Независимо от бумагомарателей всякого свойства, издатель «Московских Ведомостей» счел необходимым объявить своей читающей публике про эту смерть. Будь я на его месте, я и не подумал бы печатать в газетах, что Чаадаев умер. Но не менее того я ожидал этого объявления с чувством нетерпения и любопытства. Мне интересно было знать, как выпутается из своей задачи издатель газеты?[142]
Чем именно он объяснит, почему, на каком основании он уведомляет государство, что в Москве умер Чаадаев? «Московские Ведомости» читаются во всей империи и даже, говорят, иногда за границей[143]; их объявления по справедливости могут быть названы всенародными. Во вторник Светлой недели вышел номер, заключавший в себе объявление. В нем значилось, что «Какая же причина общеизвестности и общеобнародования этой кончины? Что за загадочный человек был покойник, известность которого вообще признавалась и никем с математической точностью не определялась? Почему, наконец, все общество знало, что оно теряет Чаадаева, но никто в нем не мог или не хотел сказать, что и кого именно оно теряет.
Для приведения в ясность этого вопроса я и стал составлять свою записку.
Но не могу воздержаться, чтобы не заметить с самого начала коротко и просто: что едва ли не беспримерное явление в летописях целого мира, чтобы умер среди известного общества человек, в замечательности и значении которого целое это общество признается как в истине неоспоримой и принятой, а между тем не указывает основания этой замечательности и этого значения.
Год рождения Чаадаева мне не известен положительно (кажется, 1796-й, 27-го мая), знаю только, что он родился в конце прошедшего столетия в Нижегородской губернии. Он и его брат Михаил Яковлевич – единственные дети брака своих родителей – остались после отца и матери младенцами в колыбели, которых, несмотря на многочисленное, довольно богатое и знатное родство, некому было взять на руки. Его мать (Наталья Михайловна) была по себе княжной Щербатовой и дочерью известного историка, князя Михаила Михайловича Щербатова. Про его отца я не имею никаких сведений.
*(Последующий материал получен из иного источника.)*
PR #5233, opened 2023-08-10
Overdue: Date picker to change number of dashed lines

jamiecarter7:
- MonthsDashedBased is the base number of dashes for a chart
- adding the current date string (todays date Mmm-yyyy) to the function arguments will affect the number of dashed segments depending on how many months between today and the latest month on the chart.

`monthIndexFromChartLabelDateString()` has been moved to a global function as its used in both parts of the reports.js file so I can no longer place it in just one part.

**Story card:** [sc-11007](https://app.shortcut.com/simpledotorg/story/11007/overdue-dashed-lines-showing-incorrectly-on-previous-month-reports)

## Because

Its been highlighted that when selecting an old date on the date picker in the dashboard (eg Jul-2023), the number of dashed line segments show the same even for older dates where the figures are now fixed.
Aug-2023
Screenshot 2023-08-10 at 11 35 18
Jul-2023
Screenshot 2023-08-10 at 11 38 52

## This addresses

It makes the charts confusing to read as the dashboard is stating the there are still changes occurring on older date ranges, which is not the case.

## Test instructions

For Aug-2023
Overdue called - should show 1 dashed segment
Overdue returned: 
- 1st to 15th - 2 dashed lines
- 16th to end of month - 1 dashed line

Now select Jul-2023 from the date picker
Overdue called - should have no dashed lines
Overdue returned: 
- 1st to 15th - 1 dashed line
- 16th to end of month - 0 dashed lines

Now select Jun-2023 from the date picker
Overdue called - should have no dashed lines
Overdue returned - 0 dashed lines

Please check that no errors are thrown with the goal lines activated on all of the date ranges. They share a common function which has change name - `monthIndexFromChartLabelDateString`
Flipper flag: `goal-lines`

You will need to add the following to the config to show goal lines in localhost
in `const enabledRegions`
change the IN line to the following 
`IN: ["organization", "state", "district"],`


app/assets/javascripts/common/reports.js
```diff
@@ -696,33 +708,14 @@ Reports = function ({
...
-      "jun",
-      "jul",
-      "aug",
-      "sep",
-      "oct",
-      "nov",
-      "dec",
-    ];
-
-    return months.indexOf(month.toLowerCase());
```
PriyangaPKini, line 723: Let's use Javascript built-in function to get the month number from month string.
```
new Date("jan-2023").getMonth()
```

app/assets/javascripts/common/reports.js
```diff
@@ -1782,3 +1796,23 @@ function mergeArraysWithConcatenation(objValue, srcValue) {
...
+    "jun",
+    "jul",
+    "aug",
+    "sep",
+    "oct",
+    "nov",
+    "dec",
+  ];
+
+  return months.indexOf(month.toLowerCase());
```
PriyangaPKini, line 1817: Let's use Javascript built-in function to get the month number from the month string.
```
new Date("jan-2023").getMonth()
```

PriyangaPKini (changes requested):
I have requested few changes.

app/assets/javascripts/common/reports.js
jamiecarter7: I did not know that was a thing. This is way better 👍

jamiecarter7:
Great suggestions - the pop() is much simpler!

Changes pushed

app/assets/javascripts/common/reports.js
```diff
@@ -676,7 +682,9 @@ Reports = function ({
 
     const decemberKeys = dateKeysArray.filter((item) => item.includes("Dec"));
```
PriyangaPKini, line 683: Nitpick:  While naming a variable, we use the plural to indicate it's a collection. Instead of `dateKeysArray`, use  `dateKeys`.

app/assets/javascripts/common/reports.js
```diff
@@ -676,7 +682,9 @@ Reports = function ({
...
     const isLastDateKeysArrayMonthDec =
-      monthIndexFromDateString(dateKeysArray[dateKeysArray.length - 1]) === 11;
+      monthIndexFromChartLabelDateString(
+        dateKeysArray[dateKeysArray.length - 1]
+      ) === 11;
     if (isLastDateKeysArrayMonthDec) {
```
PriyangaPKini, line 688: Nitpick: We could rename  'isLastDateKeysArrayMonthDec' to 'isEndMonthOfYear' or 'isLastMonthOfYear'. This makes the function a little more clear.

Оба ребенка-сироты остались в деревне ни на чьих руках. Родная их тетка с материнской стороны княжна Анна, девица в летах, кончившая жизнь очень недавно, после не совсем обыкновенного многолетия, около девяноста лет от роду, и только за три или четыре года до кончины своего знаменитого питомца, как я слыхал из рассказов, разума чрезвычайно простого и довольно смешная, но, как видно из ее жизни, исполненная благости и самоотвержения, обрекла себя на трудное и священное дело воспитания сирот-племянников. Мне известно, что, получив уведомление о сиротстве, их постигшем, она в самое неблагоприятное время года, весною, в половодье, не теряя ни минуты, отправилась за ними, с опасностью для жизни переправилась через две разлившиеся реки – Волгу и какую-то другую, находившуюся на дороге, добралась до места, взяла малюток, привезла в Москву, где и поместила вместе с собой, в небольшом своем домике, бывшем где-то около Арбата[145]
.Попечение над личностью малолетних было, следовательно, принято родной теткой[146]
, их имущественные дела, довольно обширные[147], нашли себе верного, безупречного и делового охранителя в лице родного дяди, князя Дмитрия Михайловича Щербатова. Был еще другой опекун, какой-то граф Толстой, но про того я ничего не знаю.